The economy of these new transfers is also notable. Of the 11 new arrivals, only one cost any money: Mohammed Abdellaoue, who came from Norwegian club Valerenga for the princely sum of one million euros ($1.3 million). He has already scored four goals in 10 appearances. He is currently taking a break, having played a full Norwegian season and is expected back in the new year. “He’ll play a big part in the second half of the season,” says von Holt.

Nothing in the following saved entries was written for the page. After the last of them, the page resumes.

PR #517, opened 2025-03-11
 RFC 3986 conformant URI encoding policy

arturobernalg:
This pull request addresses issue [HTTPCORE-778](https://issues.apache.org/jira/browse/HTTPCORE-778?page=com.atlassian.jira.plugin.system.issuetabpanels%3Aall-tabpanel), which noted that our encoding for fragment identifiers in selectors was not fully compliant with RFC 3986. The RFC defines a fragment as:

`fragment = *( pchar / "/" / "?" )`

with:

`pchar = unreserved / pct-encoded / sub-delims / ":" / "@"`

### DIFF
--- a/httpcore5/src/main/java/org/apache/hc/core5/net/PercentCodec.java
+++ b/httpcore5/src/main/java/org/apache/hc/core5/net/PercentCodec.java
@@ -84,6 +84,16 @@ public class PercentCodec {
         URIC.or(UNRESERVED);
     }
 
+    static final BitSet FRAGMENT_SAFE = new BitSet(256);
+    static {
+        FRAGMENT_SAFE.or(UNRESERVED);
+        FRAGMENT_SAFE.or(SUB_DELIMS);
+        FRAGMENT_SAFE.set(':');
+        FRAGMENT_SAFE.set('@');
+        FRAGMENT_SAFE.set('/');
+        FRAGMENT_SAFE.set('?');
+    }
+
     static final BitSet RFC5987_UNRESERVED = new BitSet(256);
 
     static {
@@ -111,6 +121,37 @@ public class PercentCodec {
         RFC5987_UNRESERVED.set('`');
         RFC5987_UNRESERVED.set('|');
         RFC5987_UNRESERVED.set('~');
+    }
+
+    static final BitSet PCHAR = new BitSet(256);
+    static final BitSet USERINFO = new BitSet(256);
+    static final BitSet REG_NAME = new BitSet(256);
+    static final BitSet PATH_SEGMENT = new BitSet(256);
+    static final BitSet QUERY = new BitSet(256);
+    static final BitSet FRAGMENT = new BitSet(256);
+
+    static {
+        PCHAR.or(UNRESERVED);
+        PCHAR.or(SUB_DELIMS);
+        PCHAR.set(':');
+        PCHAR.set('@');
+        USERINFO.or(UNRESERVED);
+        USERINFO.or(SUB_DELIMS);
+        USERINFO.set(':');
+        REG_NAME.or(UNRESERVED);
+        REG_NAME.or(SUB_DELIMS);
+        REG_NAME.clear('!');
+        PATH_SEGMENT.or(PCHAR);
+        QUERY.or(PCHAR);
+        QUERY.set('/');
+        QUERY.set('?');
+        FRAGMENT.or(PCHAR);
+        FRAGMENT.set('/');
+        FRAGMENT.set('?');
+        // Some sub-delims remain encoded (RFC 3986 allows them unencoded, but we choose to be strict).
+        PATH_SEGMENT.clear('(');
+        PATH_SEGMENT.clear(')');
+        PATH_SEGMENT.clear('&');
     }
 
     private static final int RADIX = 16;
--- a/httpcore5/src/main/java/org/apache/hc/core5/net/PercentCodec.java
+++ b/httpcore5/src/main/java/org/apache/hc/core5/net/PercentCodec.java
@@ -84,16 +84,6 @@ public class PercentCodec {
         URIC.or(UNRESERVED);
     }
 
-    static final BitSet FRAGMENT_SAFE = new BitSet(256);
-    static {
-        FRAGMENT_SAFE.or(UNRESERVED);
-        FRAGMENT_SAFE.or(SUB_DELIMS);
-        FRAGMENT_SAFE.set(':');
-        FRAGMENT_SAFE.set('@');
-        FRAGMENT_SAFE.set('/');
-        FRAGMENT_SAFE.set('?');
-    }
-
     static final BitSet RFC5987_UNRESERVED = new BitSet(256);
 
     static {
@@ -140,7 +130,6 @@ public class PercentCodec {
         USERINFO.set(':');
         REG_NAME.or(UNRESERVED);
         REG_NAME.or(SUB_DELIMS);
-        REG_NAME.clear('!');
         PATH_SEGMENT.or(PCHAR);
         QUERY.or(PCHAR);
         QUERY.set('/');
@@ -148,10 +137,6 @@ public class PercentCodec {
         FRAGMENT.or(PCHAR);
         FRAGMENT.set('/');
         FRAGMENT.set('?');
-        // Some sub-delims remain encoded (RFC 3986 allows them unencoded, but we choose to be strict).
-        PATH_SEGMENT.clear('(');
-        PATH_SEGMENT.clear(')');
-        PATH_SEGMENT.clear('&');
     }
 
     private static final int RADIX = 16;
--- a/httpcore5/src/main/java/org/apache/hc/core5/net/URIBuilder.java
+++ b/httpcore5/src/main/java/org/apache/hc/core5/net/URIBuilder.java
@@ -306,7 +306,7 @@ public class URIBuilder {
             if (i > 0 || !rootless) {
                 buf.append(PATH_SEPARATOR);
             }
-            PercentCodec.encode(buf, segment, charset);
+            PercentCodec.encode(buf, segment, charset, PercentCodec.PATH_SEGMENT, false);
             i++;
         }
     }
@@ -356,18 +356,18 @@ public class URIBuilder {
                 } else if (this.userInfo != null) {
                     final int idx = this.userInfo.indexOf(':');
                     if (idx != -1) {
-                        PercentCodec.encode(sb, this.userInfo.substring(0, idx), this.charset);
+                        PercentCodec.encode(sb, this.userInfo.substring(0, idx), this.charset, PercentCodec.USERINFO, false);
                         sb.append(':');
-                        PercentCodec.encode(sb, this.userInfo.substring(idx + 1), this.charset);
+                        PercentCodec.encode(sb, this.userInfo.substring(idx + 1), this.charset, PercentCodec.USERINFO, false);
                     } else {
-                        PercentCodec.encode(sb, this.userInfo, this.charset);
+                        PercentCodec.encode(sb, this.userInfo, this.charset, PercentCodec.USERINFO, false);
                     }
                     sb.append("@");
                 }
                 if (InetAddressUtils.isIPv6(this.host)) {
                     sb.append("[").append(this.host).append("]");
                 } else {
-                    PercentCodec.encode(sb, this.host, this.charset);
+                    PercentCodec.encode(sb, this.host, this.charset, PercentCodec.REG_NAME, false);
                 }
                 if (this.port >= 0) {
                     sb.append(":").append(this.port);
@@ -391,14 +391,14 @@ public class URIBuilder {
                 formatQuery(sb, this.queryParams, this.charset, false);
             } else if (this.query != null) {
                 sb.append("?");
-                PercentCodec.encode(sb, this.query, this.charset, PercentCodec.URIC, false);
+                PercentCodec.encode(sb, this.query, this.charset, PercentCodec.QUERY, false);
             }
         }
         if (this.encodedFragment != null) {
             sb.append("#").append(this.encodedFragment);
         } else if (this.fragment != null) {
             sb.append("#");
-            PercentCodec.encode(sb, this.fragment, this.charset, PercentCodec.URIC, false);
+            PercentCodec.encode(sb, this.fragment, this.charset, PercentCodec.FRAGMENT, false);
         }
         return sb.toString();
     }
--- a/httpcore5/src/main/java/org/apache/hc/core5/net/URIBuilder.java
+++ b/httpcore5/src/main/java/org/apache/hc/core5/net/URIBuilder.java
@@ -34,6 +34,7 @@ import java.nio.charset.Charset;
 import java.nio.charset.StandardCharsets;
 import java.util.ArrayList;
 import java.util.Arrays;
+import java.util.BitSet;
 import java.util.Collections;
 import java.util.LinkedList;
 import java.util.List;
@@ -87,8 +88,35 @@ public class URIBuilder {
     private Charset charset;
     private String fragment;
     private String encodedFragment;
+    private EncodingPolicy encodingPolicy = EncodingPolicy.ALL_RESERVED;
 
     private boolean plusAsBlank;
+
+    /**
+     * Defines the encoding policy for URI components in {@link URIBuilder}.
+     * This enum controls how characters are percent-encoded when constructing a URI,
+     * allowing flexibility between strict encoding and RFC 3986-compliant behavior.
+     *
+     * @since 5.4
+     */
+    public enum EncodingPolicy {
+        /**
+         * Encodes all reserved characters, allowing only unreserved characters
+         * (ALPHA, DIGIT, "-", ".", "_", "~") to remain unencoded. This is a strict
+         * policy suitable for conservative URI production where maximum encoding
+         * is desired.
+         */
+        ALL_RESERVED,
+
+        /**
+         * Follows RFC 3986 component-specific encoding rules. For example, query and
+         * fragment components allow unreserved characters, sub-delimiters ("!", "$",
+         * "&", "'", "(", ")", "*", "+", ",", ";", "="), and additional characters
+         * (":", "@", "/", "?") to remain unencoded, as defined by {@code PercentCodec.FRAGMENT}.
+         * This policy ensures compliance with RFC 3986 while maintaining interoperability.
+         */
+        RFC_3986
+    }
 
     /**
      * Constructs an empty instance.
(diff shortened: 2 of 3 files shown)


ok2c:
@arturobernalg It makes no sense to change formatting of the fragment component and ignore all other components.

arturobernalg:
> @arturobernalg It makes no sense to change formatting of the fragment component and ignore all other components.

@ok2c  please take another look.

ok2c:
@arturobernalg What about `userinfo`, `reg-name`, path `segment?`

arturobernalg:
> @arturobernalg What about `userinfo`, `reg-name`, path `segment?`

@ok2c  here's a consolidated fix ensuring consistent RFC 3986–compliant encoding for userinfo, reg-name, path segments, query, and fragment.

httpcore5/src/main/java/org/apache/hc/core5/net/PercentCodec.java
```diff
@@ -84,6 +84,16 @@ public class PercentCodec {
         URIC.or(UNRESERVED);
     }
 
+    static final BitSet FRAGMENT_SAFE = new BitSet(256);
```
ok2c, line 87: @arturobernalg `FRAGMENT_SAFE` does not seem to be used anymore. As well as  `URIC`. They should probably be removed.

ok2c (changes requested):
@arturobernalg Do you mind investing some more effort into it and adding a new attribute `encodingPolicy` as an enum of `ALL_RESERVED|RFC_3986` or similar and encoding components based on that policy?

httpcore5/src/main/java/org/apache/hc/core5/net/PercentCodec.java
arturobernalg: Removed

arturobernalg:
> > @arturobernalg What about `userinfo`, `reg-name`, path `segment?`
> 
> @ok2c here's a consolidated fix ensuring consistent RFC 3986–compliant encoding for userinfo, reg-name, path segments, query, and fragment.

@ok2c  Done. Please do another pas

httpcore5/src/main/java/org/apache/hc/core5/net/URIBuilder.java
```diff
@@ -356,18 +399,22 @@ private String buildString() {
                 } else if (this.userInfo != null) {
                     final int idx = this.userInfo.indexOf(':');
                     if (idx != -1) {
-                        PercentCodec.encode(sb, this.userInfo.substring(0, idx), this.charset);
+                        PercentCodec.encode(sb, this.userInfo.substring(0, idx), this.charset,
+                                encodingPolicy == EncodingPolicy.ALL_RESERVED ? PercentCodec.UNRESERVED : PercentCodec.URIC, false);
```
ok2c, line 403: @arturobernalg Should not it be `USERINFO`, not `URIC`? Same below.

httpcore5/src/main/java/org/apache/hc/core5/net/URIBuilder.java
```diff
@@ -391,14 +438,16 @@ private String buildString() {
                 formatQuery(sb, this.queryParams, this.charset, false);
             } else if (this.query != null) {
                 sb.append("?");
-                PercentCodec.encode(sb, this.query, this.charset, PercentCodec.URIC, false);
+                PercentCodec.encode(sb, this.query, this.charset,
+                        encodingPolicy == EncodingPolicy.ALL_RESERVED ? PercentCodec.UNRESERVED : PercentCodec.FRAGMENT, false);
```
ok2c, line 442: @arturobernalg Careful there. Here we are encoding a complete query that may use sub-delims. Even in `ALL_RESERVED` mode it should still be `URIC`.

I suppose this line should be 
```
encodingPolicy == EncodingPolicy.ALL_RESERVED ? PercentCodec.URIC : PercentCodec.QUERY, false)
```

ok2c (changes requested):
@arturobernalg Do you mind keeping `ALL_RESERVED` mode for compatibility with the behavior of previous versions?

peterhalicky:
The initial motivation for HTTPCORE-778 was the need to put some application/x-www-form-urlencoded formatted values into the fragment part of a URI. The format is pretty much the same as what is used in the query component of the URI, i.e. contains one or more key=value assignments separated by '&'.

Norbert Fettback of the Hannoversche Allgemeine Zeitung (HAZ) thinks the new signings have had a bigger effect than a first glance might reveal. He said Austrian defender Emanuel Pogatetz, who arrived on a free transfer from English team Middlesbrough, has provided the team with much-needed leadership at the back. “I have to say the sporting director Joerg Schmadtke has shown a really good nose for signings,” said Fettback. “In the past we’ve spent a lot of money on players and haven’t got anything out of them.”

But Fettback refused to get carried away. “There’s a danger that the fans are getting a bit over-excited,” said Fettback. “But I’ve been reporting on Hanover 96 for the past 25 years, and I’ve learned to be cautious.”

Simple but effective

Von Holt also noted that a lot of Hanover’s success came down to a pragmatic approach to tactics. “They’ve decided that ball possession is not so important,” he said. “They keep their shape and then go on the counter-attack. That obviously doesn’t work against every team, but it’s been going well so far.”

But there’s a reason why von Holt and his colleagues were being so cautious. “A lot of teams do the same thing, and obviously there’s a problem when two teams meet with this idea,” he noted. “Hanover have problems when the other team is also trying not to dictate play. About 80 percent of the Bundesliga does it.”

For all Slomka’s optimism and positive energy, maybe pessimism is just in the Hanoverian DNA. “The mood is really good for now, but everyone knows it won’t be enough to get any further,” said von Holt. “No one is expecting that either.”

Asked to make a prediction for the rest of the season, both von Holt and his colleague Fettback at the HAZ said eighth would be a good finish. “A Hanoveran is not someone who has a carnival every day,” said von Holt. “Like other northern Germans, we’re not exactly the euphoric type.”